◆ Extracted data ◆
------------------------------

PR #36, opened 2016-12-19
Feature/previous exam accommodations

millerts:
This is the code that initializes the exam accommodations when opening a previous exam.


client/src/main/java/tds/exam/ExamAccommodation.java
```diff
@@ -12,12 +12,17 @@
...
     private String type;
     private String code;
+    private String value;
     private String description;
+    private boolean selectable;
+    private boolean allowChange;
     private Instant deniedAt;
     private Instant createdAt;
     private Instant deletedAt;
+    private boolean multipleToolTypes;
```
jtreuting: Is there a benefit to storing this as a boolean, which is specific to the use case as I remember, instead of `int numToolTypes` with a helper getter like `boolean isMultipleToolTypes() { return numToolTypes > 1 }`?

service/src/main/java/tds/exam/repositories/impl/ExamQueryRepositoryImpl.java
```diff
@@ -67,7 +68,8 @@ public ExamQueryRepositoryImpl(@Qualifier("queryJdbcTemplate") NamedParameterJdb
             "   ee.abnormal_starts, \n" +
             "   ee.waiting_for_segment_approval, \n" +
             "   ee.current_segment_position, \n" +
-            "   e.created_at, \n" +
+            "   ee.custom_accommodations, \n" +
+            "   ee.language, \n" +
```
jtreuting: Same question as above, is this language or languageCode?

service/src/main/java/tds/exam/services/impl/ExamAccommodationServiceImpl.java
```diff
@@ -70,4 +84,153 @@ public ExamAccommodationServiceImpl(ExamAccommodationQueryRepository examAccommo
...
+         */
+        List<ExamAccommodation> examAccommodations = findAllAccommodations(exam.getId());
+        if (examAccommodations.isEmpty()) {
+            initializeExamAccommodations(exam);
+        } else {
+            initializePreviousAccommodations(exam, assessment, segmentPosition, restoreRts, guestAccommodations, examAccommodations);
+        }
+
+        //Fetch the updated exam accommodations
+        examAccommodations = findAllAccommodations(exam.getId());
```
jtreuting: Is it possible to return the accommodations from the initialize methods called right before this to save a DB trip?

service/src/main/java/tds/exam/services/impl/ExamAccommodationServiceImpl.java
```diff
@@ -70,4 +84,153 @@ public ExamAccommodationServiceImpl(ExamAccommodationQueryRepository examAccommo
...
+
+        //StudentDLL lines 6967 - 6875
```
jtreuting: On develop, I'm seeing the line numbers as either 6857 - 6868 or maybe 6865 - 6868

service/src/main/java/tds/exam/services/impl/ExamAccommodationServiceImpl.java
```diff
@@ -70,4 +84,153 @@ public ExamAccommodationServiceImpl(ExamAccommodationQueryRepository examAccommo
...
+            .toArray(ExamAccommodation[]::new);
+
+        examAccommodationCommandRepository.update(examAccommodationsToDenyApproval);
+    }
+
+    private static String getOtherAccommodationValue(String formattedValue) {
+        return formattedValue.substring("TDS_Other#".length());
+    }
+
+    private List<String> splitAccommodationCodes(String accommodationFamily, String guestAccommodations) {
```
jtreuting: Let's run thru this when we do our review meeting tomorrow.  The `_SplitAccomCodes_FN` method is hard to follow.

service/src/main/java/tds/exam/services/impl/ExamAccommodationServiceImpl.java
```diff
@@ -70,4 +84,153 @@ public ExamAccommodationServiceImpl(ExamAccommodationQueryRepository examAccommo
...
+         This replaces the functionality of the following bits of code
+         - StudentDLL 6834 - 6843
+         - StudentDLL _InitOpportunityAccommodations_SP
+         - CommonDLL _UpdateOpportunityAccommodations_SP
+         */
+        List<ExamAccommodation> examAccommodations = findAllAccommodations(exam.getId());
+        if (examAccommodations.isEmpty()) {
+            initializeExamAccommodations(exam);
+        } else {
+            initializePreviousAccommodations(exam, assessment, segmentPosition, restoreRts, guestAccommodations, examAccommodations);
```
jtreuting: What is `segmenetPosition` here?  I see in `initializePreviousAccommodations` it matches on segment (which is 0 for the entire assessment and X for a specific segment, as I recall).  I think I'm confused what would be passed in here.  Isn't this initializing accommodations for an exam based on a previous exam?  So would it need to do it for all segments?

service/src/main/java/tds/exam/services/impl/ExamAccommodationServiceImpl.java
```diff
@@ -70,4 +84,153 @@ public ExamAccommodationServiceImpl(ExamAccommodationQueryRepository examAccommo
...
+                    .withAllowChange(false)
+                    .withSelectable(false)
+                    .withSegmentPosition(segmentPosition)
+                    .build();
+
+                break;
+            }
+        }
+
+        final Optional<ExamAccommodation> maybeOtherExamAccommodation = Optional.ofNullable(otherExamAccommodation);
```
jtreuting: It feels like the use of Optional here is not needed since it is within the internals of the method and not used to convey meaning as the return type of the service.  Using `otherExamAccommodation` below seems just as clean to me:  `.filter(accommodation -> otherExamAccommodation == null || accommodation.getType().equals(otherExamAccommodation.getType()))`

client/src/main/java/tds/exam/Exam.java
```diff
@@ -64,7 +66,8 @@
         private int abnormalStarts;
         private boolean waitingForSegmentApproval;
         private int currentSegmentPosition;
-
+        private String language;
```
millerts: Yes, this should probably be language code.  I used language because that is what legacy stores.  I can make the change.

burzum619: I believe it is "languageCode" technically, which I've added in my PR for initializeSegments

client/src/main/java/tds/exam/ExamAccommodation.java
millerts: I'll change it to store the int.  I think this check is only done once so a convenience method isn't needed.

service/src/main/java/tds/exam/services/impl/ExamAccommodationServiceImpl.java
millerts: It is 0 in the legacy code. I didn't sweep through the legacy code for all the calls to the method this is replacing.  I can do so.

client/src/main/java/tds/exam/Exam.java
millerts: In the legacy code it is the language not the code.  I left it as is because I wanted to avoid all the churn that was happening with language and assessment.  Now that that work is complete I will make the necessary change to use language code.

------------------------------

◆ Exercise ◆
Go through the data above and copy each line that holds the word "think".

◆ Completed task ◆
jtreuting: What is `segmenetPosition` here?  I see in `initializePreviousAccommodations` it matches on segment (which is 0 for the entire assessment and X for a specific segment, as I recall).  I think I'm confused what would be passed in here.  Isn't this initializing accommodations for an exam based on a previous exam?  So would it need to do it for all segments?
millerts: I'll change it to store the int.  I think this check is only done once so a convenience method isn't needed.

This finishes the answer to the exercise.